DESCRIPTION OF THE TASK: In the data below, find the line that contains "two fixes -- mpi + torch version for derecho" and the line that contains "1. Bridgescaler pre-block: Pre-block". Copy both, plus every line between them, exactly.
──────────
PR #269, opened 2026-01-09
Streamlines Ruff configuration, adds pre-commit.ci, and applies linting/formatting fixes

### LINKED ISSUE #268: pre-commit is failing
pre-commit (Ruff) is currently failing on main.

I suspect some of this has to do with the lack of visibility of this in CI that was mentioned in stand-up today.

It'd be great to get these failures addressed and hopefully make the results of the checks a bit more visible moving forward.

There are a number of different options for how to approach this last part.  [Pre-commit.ci](https://pre-commit.ci/) is pretty common though and might be worth a look.

kafitzgerald:
Closes #268 

This PR moves all Ruff configuration to `pyproject.toml`, adds pre-commit.ci (to make linting/formatting more visible in CI and streamlined w/ pre-commit), and applies a bunch of linting and formatting fixes.

I suspect we'll also want to remove the Ruff checks from the testing workflow in CI, but left those for now mostly for reference while we norm on configuration options (currently this varies between CI and the other configs).

Setting this as "draft" until we can find a convenient time to discuss.  I know there's some other stuff pending at the moment and this will create a bunch of conflicts.  Will be nice to address though and should help moving forward.

### DIFF
--- a/.git-blame-ignore-revs
+++ b/.git-blame-ignore-revs
@@ -1,0 +1,3 @@
+# .git-blame-ignore-revs
+# Apply linting and formatting
+112443217fe73ab059dd5091e72c6b9ad327b14e


kafitzgerald:
> I am fine with the changes in general. One question I have is what the default number of characters per line should be? Currently it's set at 180, but if we're going to be reformatting a bunch of existing code, should we shrink this back down to 120 or 80 to be PEP 8 compliant or leave it longer and let people use line wrapping or scrolling in their preferred text editor to deal with longer lines?
> 
> More vertically oriented code is easier to stack side by side and to navigate through in command line text editors like vim, but it does sometimes result in some weird formatting choices by the linter. Thoughts?

Thanks for raising this.  I agree it'd be good to discuss.

The 180 comes from the Ruff configuration in the pyproject.toml (which doesn't seem to have been enforced previously, but was there already).

120 is a pretty common default for a lot of text editors, but a lot of (maybe most) Python projects that I'm aware of stick with the default of 88 from [Ruff](https://docs.astral.sh/ruff/rules/line-too-long/)/[Black](https://black.readthedocs.io/en/stable/the_black_code_style/current_style.html#line-length) so slightly above PEP8's 79.  I've also seen 100 and 120, but less frequently and rarely over that.

I think my preference would be to move to the Ruff default, but I'd like to hear other's thoughts on this as well though (especially if folks have strong opinions).

PR #279, opened 2026-02-12
Fix MPI conda channel issue in create_derecho_env.sh

djgagne:
I made an edit to the create_derecho_env.sh script to add a conda pseudo channel for machine-specific MPI installations, as mentioned in this [article](https://conda-forge.org/docs/user/tipsandtricks/#using-external-message-passing-interface-mpi-libraries). I tested on Derecho and it ran successfully.


charlie-becker (approved):
LG

PR #280, opened 2026-02-12
Update era5.py

charlie-becker:
I updated the metadata scheme to better integrate with downstream tasks.

I ran into issues trying to preserve the static portions of the metadata when collating the batch. Either the metadata gets duplicated and returned as a list of individual tensors, or if I try to make it a tensor attribute, it vanishes once the batch is concatenated since it's technically a new tensor.

As an alternative, I created a simple method `_build_var_metadata` that builds the variable metadata directly from the config and stores it as an attribute of the torch dataset object. You can then either add this to the batch as as attribute, or pass it along separately to a pre-block layer. An additional bonus is that this same method can be used to create the variable names when fitting a bridgescaler object so we can later match them up during a transform.

### DIFF
--- a/config/era5_new_data_config.yaml
+++ b/config/era5_new_data_config.yaml
@@ -1,21 +1,23 @@
 data:
     source:
         ERA5:
-            prognostic:
-                # upper-air variables
-                vars_3D: ['U','V','T','Q']
-                vars_2D: ['SP','t2m', 'V500','U500','T500','Z500','Q500']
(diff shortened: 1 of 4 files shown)


charlie-becker:
I also expanded the config to include `level_coord:` and `levels:`

`level_coord` is the coordinate used to select the levels in xarray (not index) which will allow flexibility between pressure coordinates or model level coordinates.

`levels` are the actual vertical level values for above.

This is ready for review.

djgagne (approved):
Updates look good and pass all tests. I had the precommit bot fix some formatting in the PR, so now all tests pass and everything looks good.

PR #281, opened 2026-02-12
two fixes -- mpi + torch version for derecho

negin513:


djgagne (approved):
These changes look good to me. We can make the pbs.py changes in a separate PR.

PR #283, opened 2026-02-26
Preblocks

charlie-becker:
I've added two pre-blocks as a start to foster more discussion on exactly how we want to integrate the pre-processing (pre-block chain). The two I've added are:   

1. Bridgescaler pre-block: Pre-block that takes in a saved bridgescaler object and transforms any subset of variables that exists within the scaler object. It also supports inverse transforms which can be used as a post-block.
2. Regrid pre-block: Takes in a weights file that is generated from the ESMF library (not xESMF). Requires users to run `grid.py` on both a source grid and destination grid first to generate the SCRIP file format needed by `ESMF_RegridWeightGen`. This preblock utilizes the `torch.sparse_coo_tensor` for the matrix multiplication. It takes a short time (100 ms) to load the weights on the first pass, but GPU weight application is on the order of a couple of ms. 

I have independently tested these, but I will add unit tests soon. Comments welcome.

### DIFF
--- a/credit/preblock/regrid.py
+++ b/credit/preblock/regrid.py
@@ -23,7 +23,18 @@ class Regrid(nn.Module):
             weights = grid_weights["S"].values
             n_a = grid_weights.sizes["n_a"]
             n_b = grid_weights.sizes["n_b"]
-            dst_shape = grid_weights["dst_grid_dims"].values[::-1]  ## should probably chek to see if this is necessary
+            raw_dst = grid_weights["dst_grid_dims"].values
+            if len(raw_dst) == 2:
+                # Structured weight file: dst_grid_dims = [nlon, nlat]; reverse to [nlat, nlon]
+                dst_shape = raw_dst[::-1]
+            elif reshape_to_xy:
+                # Regular unstructured: infer 2D shape from unique destination center coords
+                n_lat = np.unique(grid_weights["yc_b"].values).size
+                n_lon = np.unique(grid_weights["xc_b"].values).size
+                dst_shape = np.array([n_lat, n_lon])
+            else:
+                # Irregular unstructured: output stays flat, no 2D shape needed
+                dst_shape = None
 
         self.reshape_to_xy = reshape_to_xy
         self.flip_axis = flip_axis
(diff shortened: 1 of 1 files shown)


credit/preblocks.py
```diff
@@ -0,0 +1,74 @@
...
+import numpy as np
+import torch
+import torch.nn as nn
+
+
+class Scaler(nn.Module):
+    """
+    Scaling layer using a bridgescaler object. Supports transform and its inverse.
+    """
+    def __init__(self, scaler, inverse=False):
```
djgagne: scaler should be a path to a scaler file rather than a scaler object. The file should be read in the init and then be applied in the forward method.

credit/preblocks.py
```diff
@@ -0,0 +1,74 @@
...
+
+        self._W = W
+        self._W_device = device
+        return W
+
+    def forward(self, x):
+
+        device = x.device
+        W = self._get_W(device)
+        x = torch.flip(x, dims=[-2])
```
djgagne: Whether or not to flip the grid should be a keyword arg in the init rather than automatically applied.

credit/preblocks.py
```diff
@@ -0,0 +1,74 @@
...
+        lead_shape = x.shape[:-2]
+        x_flat = x.reshape(-1, self.n_a).T
+        y_flat = torch.sparse.mm(W, x_flat).T
+
+        ny, nx = self.dst_shape
+
+        return y_flat.reshape(*lead_shape, ny, nx)
```
djgagne: Another generalization option is to support irregular grids by not reshaping at the end to a rectilinear grid. I would also make whether or not to reshape to rectilinear an option for the cell.

djgagne:
@charlie-becker 
1. I expect there to be a lot of different kinds of preblocks eventually, and I want to avoid the problem of 1 giant file. Similar preblocks can be grouped together into the same file, like different regridders or scaler layers can be in one file. 
2. The concatenation preblock needs to be at the end because modifying tensors in place breaks backpropagation. It's more memory efficient for doing transforms to have each variable in a separate tensor and to carry the metadata along because some preblocks will be applied only to a subset of variables. For example, you will want to use a conservative or bilinear regrid for continuous values but will want to use nearest neighbor for discrete fields like land-sea mask.

djgagne (approved):
Changes look good to me! Thank you for adding tests.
──────────
REPLY:
two fixes -- mpi + torch version for derecho

negin513:


djgagne (approved):
These changes look good to me. We can make the pbs.py changes in a separate PR.

PR #283, opened 2026-02-26
Preblocks

charlie-becker:
I've added two pre-blocks as a start to foster more discussion on exactly how we want to integrate the pre-processing (pre-block chain). The two I've added are:   

1. Bridgescaler pre-block: Pre-block that takes in a saved bridgescaler object and transforms any subset of variables that exists within the scaler object. It also supports inverse transforms which can be used as a post-block.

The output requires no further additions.